L’optimisation du loyer : ajustement en cours de bail

  • Le bail commercial prévoit généralement une clause d’indexation du loyer sur l’Indice des Loyers Commerciaux (ILC) ou l’Indice des Loyers des Activités Tertiaires (ILAT) — permettant une révision annuelle automatique
  • La révision triennale légale permet également d’ajuster le loyer à la valeur de marché tous les 3 ans
  • Ces mécanismes assurent que le loyer reste conforme au marché dans la durée — et protègent contre une contestation fiscale future

La SCI de locaux et l’IFI

Les locaux professionnels détenus dans une SCI ont un traitement spécifique vis-à-vis de l’IFI (Impôt sur la Fortune Immobilière).

L’exonération des biens professionnels

  • Les biens immobiliers nécessaires à l’exercice d’une activité professionnelle principale sont exonérés d’IFI — sous conditions strictes
  • Pour les locaux professionnels détenus dans une SCI et loués à la société d’exploitation du dirigeant : l’exonération IFI des biens professionnels peut s’appliquer si plusieurs conditions sont réunies :
  • Le bien doit être nécessaire à l’exercice de l’activité de la société d’exploitation
  • Le dirigeant doit exercer une fonction de direction effective dans la société d’exploitation et en détenir des titres qui seraient eux-mêmes exonérés d’IFI en tant que « biens professionnels » (participation > 25 % ou rémunération principale)
  • Si les conditions sont remplies : les parts de SCI représentant les locaux professionnels sont exonérées d’IFI — une exonération précieuse pour les patrimoines importants

La vigilance en cas de cessation d’activité

  • Si le dirigeant cède son entreprise mais conserve la SCI et ses locaux (qu’il loue à un nouveau preneur), l’exonération IFI des biens professionnels cesse — les parts de SCI intègrent alors la base IFI
  • Il convient d’anticiper cet impact dans la planification de la cession de l’entreprise

Pour les détails sur l’IFI et les exonérations disponibles, consultez le guide officiel de l’IFI sur impots.gouv.fr.

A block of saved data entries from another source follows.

PR #258, opened 2026-03-19
example: remove and ignore pubspec.lock

kevmoo:


lib/src/impl_js/impl_js.utils.dart
```diff
@@ -131,11 +131,14 @@ Future<T> _handleDomException<T>(
 }) async {
   try {
     return await fn();
-  } on subtle.JSDomException catch (e) {
-    throw _translateDomException(
-      e,
-      invalidAccessErrorIsArgumentError: invalidAccessErrorIsArgumentError,
-    );
+  } catch (e) {
+    if (e.isA<subtle.JSDomException>()) {
```
jonasfj, line 135: how is this better? were we doing it wrong before?

kevmoo: You can't do a normal `on X` check for JS exceptions. This doesn't work in Wasm!

srujzs: It's not just incompatibility with Wasm, it's also extension types. `on X` is a runtime check, and at runtime, `JSDomException` is just some `JSObject` from a JS compiler's perspective and any JS value from dart2wasm's perspective. If you wanted to check that it actually is a `JSDomException`, you'll need to use interop to type-check, which is what `isA` does.

A slightly deeper dive into the differing semantics: https://dart.dev/interop/js-interop/js-types#compatibility-type-checks-and-casts. With a recent enough SDK version, you'll see `on <interop_type>` checks being linted as well.

mosuem:
Closing as most changes are now landed through other PRs.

La cession de l’entreprise : que devient la SCI ?

La séparation des murs et de l’activité prend tout son sens au moment de la cession de l’entreprise — l’un des grands avantages de la SCI est précisément de permettre des stratégies différenciées.

Scénario 1 — Vendre l’entreprise et conserver la SCI

  • Le dirigeant cède les titres de sa société d’exploitation (avec ou sans les murs selon les souhaits de l’acquéreur) — et conserve la SCI avec ses locaux
  • Le nouvel acquéreur de l’entreprise signe un nouveau bail commercial avec la SCI — souvent pour 3, 6 ou 9 ans
  • Le dirigeant cédant perçoit des loyers du nouvel exploitant pendant la durée du bail — un revenu complémentaire de retraite
  • À terme, il peut vendre les locaux au nouveau propriétaire de l’entreprise, à un investisseur immobilier, ou les transmettre à ses enfants
  • Ce scénario est le plus courant et le plus avantageux — il permet de vendre l’entreprise à sa valeur réelle (sans les murs) et de continuer à valoriser le patrimoine immobilier indépendamment

Scénario 2 — Vendre l’entreprise ET les murs simultanément

  • L’acquéreur souhaite acheter à la fois l’activité et les murs — c’est possible en vendant les titres de la société ET les parts de SCI simultanément
  • La cession des parts de SCI IR génère une plus-value immobilière (avec abattements pour durée de détention) — taxée différemment de la plus-value sur titres
  • L’acquéreur valorise généralement les murs séparément de l’activité — permettant une négociation distincte et transparente sur chaque actif

Scénario 3 — Intégrer les murs dans la valorisation de l’entreprise

  • Si l’acquéreur de l’entreprise veut acquérir la société avec ses murs intégrés : il est possible de « fusionner » la SCI dans la société d’exploitation avant la cession (dissolution-fusion ou apport) — mais cette opération génère des coûts fiscaux et juridiques à analyser avec un avocat
  • Ce scénario est rarement optimal — la séparation SCI / société d’exploitation offre davantage de flexibilité

Pour une préparation complète de la cession d’entreprise, consultez notre article sur la cession de parts d’entreprise en 2026 et notre guide sur l’apport-cession 2026.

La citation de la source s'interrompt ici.